SUPPLIED RECORDS >>
————————

PR #1495, opened 2018-04-23
[RESTEASY-1862] JettyClientEngine

asoldano:
Rebased version of https://github.com/resteasy/Resteasy/pull/1380/ (plus doc fixes)

### DIFF
--- a/resteasy-client/src/main/java/org/jboss/resteasy/client/jaxrs/engines/JettyClientEngine.java
+++ b/resteasy-client/src/main/java/org/jboss/resteasy/client/jaxrs/engines/JettyClientEngine.java
@@ -1,5 +1,6 @@
 package org.jboss.resteasy.client.jaxrs.engines;
 
+import java.io.ByteArrayOutputStream;
 import java.io.IOException;
 import java.io.UncheckedIOException;
 import java.nio.ByteBuffer;
@@ -24,7 +25,7 @@ import org.eclipse.jetty.client.HttpClient;
 import org.eclipse.jetty.client.api.Request;
 import org.eclipse.jetty.client.api.Response;
 import org.eclipse.jetty.client.api.Result;
-import org.eclipse.jetty.client.util.DeferredContentProvider;
+import org.eclipse.jetty.client.util.BytesContentProvider;
 import org.eclipse.jetty.http.HttpFields;
 import org.eclipse.jetty.io.ByteBufferPool;
 import org.jboss.resteasy.client.jaxrs.AsyncClientHttpEngine;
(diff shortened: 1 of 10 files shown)


resteasy-client/src/main/java/org/jboss/resteasy/client/jaxrs/engines/JettyClientEngine.java
```diff
@@ -0,0 +1,289 @@
...
+     * decoding infrastructure without buffering or spinning up auxiliary threads (arguably more expensive than buffering).
+     *
+     * @see AsyncClientHttpEngine#submit(ClientInvocation, boolean, InvocationCallback, org.jboss.resteasy.client.jaxrs.AsyncClientHttpEngine.ResultExtractor)
+     */
+    @Override
+    public <T> Future<T> submit(ClientInvocation invocation, boolean bufIn, InvocationCallback<T> callback, ResultExtractor<T> extractor) {
+        final boolean buffered;
+        if (!bufIn && extractor != null) {
+            if (!WARN_BUF.getAndSet(true)) {
+                System.err.println("TODO: ResultExtractor is synchronous and may not be used without buffering - forcing buffer mode.");
```
marekkopecky: @asoldano 
Logging is not used here ... but I know that some community users may want to use their custom logging instead of JBoss logging ...

Btw, what about plans of this todo?

resteasy-client/src/main/java/org/jboss/resteasy/client/jaxrs/engines/JettyClientEngine.java
```diff
@@ -0,0 +1,289 @@
...
+                    } catch (Exception e) {
+                        onFailure(response, e);
+                    }
+                }
+            }
+
+            @SuppressWarnings("unchecked")
+            private void complete() {
+                completing.set(true);
+                // TODO: dangerous cast, see javadoc!
```
marekkopecky: What about plans for this todo?

resteasy-client/src/main/java/org/jboss/resteasy/client/jaxrs/engines/JettyClientEngine.java
stevenschlansker: Yes, this could be turned into a proper log, or even removed.

The reason for this is that currently there is no asynchronous interface to `ResultExtractor`.  This means it is not possible to extract the content without either buffering, or spinning an auxiliary thread.

The solution here is to have an asynchronous interface to ResultExtractor.

Another solution is to use a coroutine technology like Quasar or Project Loom to allow suspending of the synchronous extractor.  (We have demonstrated this with Jackson, but I don't think the approach is Production Ready yet.)

resteasy-client/src/main/java/org/jboss/resteasy/client/jaxrs/engines/JettyClientEngine.java
stevenschlansker: This might not actually be a TODO, you can only get an invalid cast here if the caller "uses" the class wrong.  But it might be nicer to throw an explicit error with a better message about what went wrong.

————————

EXERCISE PROMPT >> From the entries above, print the lines beginning at the one with "import java.io.UncheckedIOException;" and stopping after the one with "marekkopecky: @asoldano", exactly as written and with nothing else.

SOLUTION TO THE EXERCISE >>
 import java.io.UncheckedIOException;
 import java.nio.ByteBuffer;
@@ -24,7 +25,7 @@ import org.eclipse.jetty.client.HttpClient;
 import org.eclipse.jetty.client.api.Request;
 import org.eclipse.jetty.client.api.Response;
 import org.eclipse.jetty.client.api.Result;
-import org.eclipse.jetty.client.util.DeferredContentProvider;
+import org.eclipse.jetty.client.util.BytesContentProvider;
 import org.eclipse.jetty.http.HttpFields;
 import org.eclipse.jetty.io.ByteBufferPool;
 import org.jboss.resteasy.client.jaxrs.AsyncClientHttpEngine;
(diff shortened: 1 of 10 files shown)


resteasy-client/src/main/java/org/jboss/resteasy/client/jaxrs/engines/JettyClientEngine.java
```diff
@@ -0,0 +1,289 @@
...
+     * decoding infrastructure without buffering or spinning up auxiliary threads (arguably more expensive than buffering).
+     *
+     * @see AsyncClientHttpEngine#submit(ClientInvocation, boolean, InvocationCallback, org.jboss.resteasy.client.jaxrs.AsyncClientHttpEngine.ResultExtractor)
+     */
+    @Override
+    public <T> Future<T> submit(ClientInvocation invocation, boolean bufIn, InvocationCallback<T> callback, ResultExtractor<T> extractor) {
+        final boolean buffered;
+        if (!bufIn && extractor != null) {
+            if (!WARN_BUF.getAndSet(true)) {
+                System.err.println("TODO: ResultExtractor is synchronous and may not be used without buffering - forcing buffer mode.");
```
marekkopecky: @asoldano 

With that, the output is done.